或者我所便宜的,是我是中國人,靠著這‘中國’兩個字罷,那么,與陳煥章在美國做《孔門理財學》而得博士無異了,自己也覺得好笑。
我覺得中國實在還沒有可得諾貝爾賞金的人,瑞典最好是不要理我們,誰也不給。倘因為黃色臉皮人,格外優待從寬,反足以長中國人的虛榮心,以為真可與別國大作家比肩了,結果將很壞。”
這就是這個死后被稱作“民族魂”的精神巨人對自己深愛的這個民族冷靜、理性的認識,話雖然顯得有些“刻薄”,卻未嘗不是一針見血。對自己的文學成就,他固然有謙虛的一面,但更多的是他對自己民族的虛榮心、虛驕之氣清醒,徹底的認識,他不僅僅是謙虛,雖然他是多么渴望這個民族能站起來啊!
另外有一點完全不可忽略的是,魯迅先生對他自己也不無擔心,他怕接受了諾貝爾文學獎的崇高榮譽后,自己又沒有條件安下心來從事文學創作,寫不出什么好作品,有負于這一榮譽,所以他才會說:
“我眼前所見的依然黑暗,有些疲倦,有些頹唐,此后能否創作,尚在不可知之數。倘這事成功而從此不再動筆,對不起人;倘再寫,也許變了翰林文字,一無可觀了。還是照舊的沒有名譽而窮之為好罷。”

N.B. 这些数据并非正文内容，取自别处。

Issue #1712, opened 2017-02-12
Missing feature - world chat


BugBot:
World chat has been something real UO has had for a while.

Hitting   ,  allows you to chat on real UO.

I know we have plenty of great chat programs on real UO but since hitting , already brings up a chat interface could we get this tied into it?

A chat system with channels and the ability to block accounts from access.

This is all pictures from real UO Atlantic.

Hitting CHAT brings up this menu - General, Help, Trade, and Looking For Group, are the stock. The other ones are ones players made. General is the default (unless on a trial account) and most used.

[ATTACH=full]8163[/ATTACH]

This is the default color and how it looks in world and journal

[ATTACH=full]8164[/ATTACH]

I narrowed it down to exactly this color on the dye tub

[ATTACH=full]8165[/ATTACH]

Reported By: Tasanar
Report Thread: http://servuo.com/threads/missing-feature-world-chat.6632/

GriffonSpade:
Daughter Issue for Chat Moderator controls: [https://github.com/ServUO/ServUO/issues/1913](url)

ppardalj:
@Ravenwolfe @kevin-10 this can be closed as https://github.com/ServUO/ServUO/pull/1904 was already merged.

PR #1904, opened 2017-03-29
World chat

ppardalj:
## Summary

This pull request adds the missing feature **world chat**, as requested in https://github.com/ServUO/ServUO/issues/1712. It's basically a rework of the legacy chat system, which removes all the functionality which is no longer supported by the client (room moderators, nick change, voice, etc.) and ensures compatibility with the latest client versions.

By default the global chat is enabled, players are allowed to create channels and four default channels are created, as per OSI: "Help", "General", "Trade" and "Looking for group".

Users are no longer able to select their nick, their character name is always shown instead.

## Configuration

A configuration file is added to modify settings: `Config/Chat.cfg`.

A config setting is added `AllowCreateChannels` is added to control whether players are allowed to create new channels, otherwise they are restricted to the statically defined channels.

## Logging

A logging framework is also introduced to log every chat message to log files under the `Logs/Chat` directory, for auditing purposes. Chat message and channel events (creation, deletion, join, left) are logged globally and per-channel basis.

## TODO

- Configure default channels using XML configuration rather than hardcoded.
- Capabilities for staff to manage chat.


GriffonSpade:
So far, haven't been able to get chat to do anything. No channels appear, even when trying to create them, etc. Is there something special that must be done in-game to activate it?

ppardalj:
@GriffonSpade thanks for the report, I forgot to commit needed changes in the core, my mistake ^^u it should work now :)

ppardalj:
@kevin-10 @GriffonSpade thanks for the feedback!

Regarding the hue, it's actually defined client side; every command 0xB2 is rendered with the same color (and I've not actually found how to change it client side.)

As far as I could test with my former OSI account in the past, there's no more chat functionalities players can access other than what's implemented here, but I'm pretty sure GM's should have admin capabilities, which in ServUO should be implemented as custom content, of course. Any contribution in this regard is welcomed :)

GriffonSpade:
Found it. It's manually controlled in the client. It's in the eyeball tab with speech, emote, party, guild, and alliance colors.

So we can consider that a non-issue 👍

PR #1906, opened 2017-03-30
Fixs 2

Argalep:
* add Nexus in Exodus Dungeon
* add Nexus Deed
* Fezzik fix

[GenExodusNexus


kevin-10:
Also, thanks for taking out the 3 tiered cake.  I see you noticed it in the new BOD publish.  That'll save me some time squashing conflicts.

PR #1908, opened 2017-03-30
Replacing OppositionGroup with OppositionList v1.1

GriffonSpade:
Alright guys, this is ready, and should work better. However, it's replacing stable, if clunky, code, so please test and review for a while to make sure nothing unexpected becomes a problem.

-Simpler, more dynamic, more elegant than OppositionGroup.
-OppositionGroup has an XvsY-group virtual enum, along with two lists of types, each of which are checked until it finds the type in the list.
-OppositionList has an X-group virtual enum, which has two switch(), first for its own OppositionType to pick the correct function, then a second for the target's OppositionType which determines if it has an enemy OppositionType.
-The first few checks are nearly identical to OppositionGroup(modified for OppositionType), making sure 'this' has an OppositionType, then checking if the target is a mobile, then checking if the target has an OppositionType. (A creature having a ControlMaster is ignored, just as in OppositionGroup)
-entirely handled within BaseCreature.cs (with the OppositionType set within the creature's type file)
--No need to update a clunky list for each new member of the Opposition, simply add the enum into its creature file
-OppositionGroup hasn't been completely excised for compatibility reasons
-Easily expandable, including the ability to add more than a single enemy group
-All mobiles with currently functioning OppositionGroup converted to OppositionList
-Savage Shaman is Female-Only
-Savage Rider is Male-Only

### DIFF
--- a/Scripts/Mobiles/Bosses/LordOaks.cs
+++ b/Scripts/Mobiles/Bosses/LordOaks.cs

事實上,自從《吶喊》《彷徨》兩本小說集之后他再也沒有去寫小說了。由于時代的黑暗、處境的險惡,他把畢生的精力主要用于寫雜文,與各種各樣的勢力斗,與明槍暗箭斗。他構思中的反映包括他自己在內的四代知識分子命運的長篇小說也終于沒有完成。魯迅先生深深知道中國新文學起步僅僅10年,用世界文學的尺度來衡量,中國確實還沒有產生足以獲諾貝爾文學獎的作家、作品。先生是有自知之明的,不會被諾貝爾獎的光環照暈了頭。因而,拒絕諾貝爾獎也是他的明智,在巨大的榮譽誘惑面前,又有多少人能夠免俗、能夠拒絕呢?偉人就是偉人,他的偉大之處是常人所無法企及的。一個人偉大與否并不取決于他是否獲得了諾貝爾獎之類,比如兩個曾獲得諾貝爾物理學獎的德國科學家勒納德、斯塔克充其量不過是希特勒法西斯主義的走卒而已,諾貝爾獎的神圣光環也掩蓋不了他們人格上卑微、無恥的一面。
魯迅先生雖然失去了獲諾貝爾文學獎提名的機會,但無損于他在中國文學史乃至世界文學史上的地位,他是當之無愧的20世紀中國文學的代表。